The proxy function can finally be hidden in a VIEW:

CREATE OR REPLACE VIEW "users" AS select * from parallel_query('select * from users') as (username text);

Thursday, January 23, 2014

From palloc() to palloc0()

I've just replaced all palloc()/memset() pairs for getting zeroed-out memory with palloc0(). I doubt that this will show a significant speedup, but it fits better into the PostgreSQL memory model and reduces the lines of code.

E.g.:

retval = (text *) palloc (len + VARHDRSZ);
memset(retval,0x0,len + VARHDRSZ);

becomes:

retval = (text *) palloc0 (len + VARHDRSZ);

The changes have been comitted to Github.

Tuesday, December 17, 2013

It compiles...

>But, since Postgresql 9.3 just came out, I'll see if I can manage at least to compile pgchem::tigress against 9.3, OpenBabel 2.3.2 and Indigo 1.1.11 before 2013 ends...

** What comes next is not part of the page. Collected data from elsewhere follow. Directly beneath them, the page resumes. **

PR #97, opened 2013-03-20
fix #96 refactor Loader to override hash method

### LINKED ISSUE #96: refactor Load to easier override get_class-hash method
hi there,

before i bootstrap everyhing an PR it:
for me the indexing with get_class in the loader does not work very well. I think you have a good reason to hash wich class-FQN, but i would love overload the loader, which is a little bit complicated

can I refactor the loader to use a new method `hashFixture()` in `hasFixture` and  `addFixture` to make the loader easier extendable?

best regards

pscheit:
okay it was that easy..

just a little bit refactoring to override the hash method (currently get_class) easier

### DIFF
--- a/lib/Doctrine/Common/DataFixtures/Loader.php
+++ b/lib/Doctrine/Common/DataFixtures/Loader.php
@@ -116,7 +116,7 @@ class Loader
      */
     public function hasFixture($fixture)
     {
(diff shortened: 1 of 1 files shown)


lavoiesl:
Closing this PR since the milestone would be 2.0, please continue discussion in #96 and reopen if needed.

PR #106, opened 2013-07-24
Add a method to load fixtures from a single file

bobey:
I can't find a way to load fixtures from a given file through DoctrineFixturesBundle.
This is the first step to allow it with LoadDataFixturesDoctrineCommand.


lavoiesl:
Fixed by #79

PR #112, opened 2013-09-12
Avoid adding duplicate tables in the purge-list

Seldaek:
This can happen with table inheritance or something, I had many many duplicates in there.


lavoiesl:
Actually, it doesn’t to be needed anymore because of `getCommitOrder` calling `hasClass`.

PR #116, opened 2013-09-21
Fixing failing test cases and Loader issues.

tPl0ch:
Since I wanted to start developing on some feature, I was trying
to run the test suite which was impossible due to some autoload issues
as well as some programatic issues which were causing infinite
recursion in the DependentFixtureTest and Fatal Errors.

- [x] Adding 'Test.php' suffix to phpunit.xml.dist
- [x] Use require over require_once in tests/bootstrap.php
- [x] Fixing Loader to check for dependency class existance to not produce fatal error
- [x] Checking for parent and child class before adding dependency
- [x] Using namespaces starting from root in annotations for better IDE compatibility
- [ ] Fix ProxyReferenceRepositoryTest
- [x] Enable travis CI | Enable Scrutinizer CI

This eliminates the issues with testing described here:
https://github.com/doctrine/data-fixtures/pull/90

### DIFF
--- a/.travis.yml
+++ b/.travis.yml
@@ -1,0 +1,12 @@
+language: php
+
+php:
+  - 5.3
+  - 5.4
+  - 5.5
+
+before_script:
+  - composer selfupdate
+  - composer install --prefer-dist --dev
+
+script: phpunit --colors --coverage-text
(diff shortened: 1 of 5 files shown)


lavoiesl:
This PR is too big, it fixes too many things.

For the dependant fixtures, see my PR: #176, it does not duplicate the logic of checking for dependant classes.

lavoiesl:
@stof, it seems you are right, I went to the very first commit where that test was added (5bc3727) and the error is present.

lavoiesl:
Since this was covered in other PRs, I am closing this one.

PR #118, opened 2013-10-24
Changed the MongoDBPurger class to only clear collections

gerryvdm:
Changed the MongoDBPurger class to only clear collections, not remove them.

Instead of dropping all collections, we should remove all documents in a
collection instead. This avoids problems where indexes are lost while dropping
the collection, and collections not being recreated (with a schema create tool)
while loading fixtures.

Fixes #150

PR #123, opened 2013-11-27
Use purgeCollection method for drop separate collection

spolischook:


lavoiesl:
Why is that? Is it because you have problems where it drop your indices? If yes, #118 would fix it.

spolischook:
It's so old, so I don't remember why. Maybe for better testing. It can be closed anyway.

lavoiesl:
Just making sure.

Short update: I have merged the two pull requests from Steffen Neumann and Björn Grüning into the repository and then made some minor corrections. LANGUAGE C (case insensitive but without the '') solves the one problem, replacing int4 with int32 the other. Actually this was no gcc issue, but the PostgreSQL guys have apparently decided to remove int4 as an PostgreSQL internal datatype from 9.2 to 9.3.

I had always wondered why there were so many duplicate but internally identical (e.g. int4 (number of bytes) and int32 (number of bits)) datatypes anyway. Probably some legacy...

Also, pgchem_tigress can now be installed as an relocatable extension with the CREATE EXTENSION mechanism. No need to run various installation scripts anymore (but still supported).

I still need to put an 'install' target into the Makefile to fully integrate pgchem_tigress into the extension system. Currently, the shared objects still have to be copied by hand before calling CREATE EXTENSION The PGXS Makefile already takes care of that - there is progress towards a new release.